# WHAT IS REQUIRED
Return copies of the lines below that mention "builds".

# INPUT RECORDS
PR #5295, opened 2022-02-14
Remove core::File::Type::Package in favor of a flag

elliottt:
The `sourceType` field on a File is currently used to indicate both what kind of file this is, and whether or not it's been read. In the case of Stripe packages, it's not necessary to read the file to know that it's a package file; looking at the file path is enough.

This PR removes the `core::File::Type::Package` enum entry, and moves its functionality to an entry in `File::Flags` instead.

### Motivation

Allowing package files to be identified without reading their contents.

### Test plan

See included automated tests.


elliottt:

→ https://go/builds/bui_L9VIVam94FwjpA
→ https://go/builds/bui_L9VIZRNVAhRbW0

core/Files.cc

* * *

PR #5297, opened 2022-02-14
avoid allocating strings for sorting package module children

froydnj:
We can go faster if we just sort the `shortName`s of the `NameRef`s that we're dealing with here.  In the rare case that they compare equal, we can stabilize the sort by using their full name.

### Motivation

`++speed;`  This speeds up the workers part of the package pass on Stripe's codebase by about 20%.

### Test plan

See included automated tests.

# OUTPUT FOR THIS EXERCISE
→ https://go/builds/bui_L9VIVam94FwjpA
→ https://go/builds/bui_L9VIZRNVAhRbW0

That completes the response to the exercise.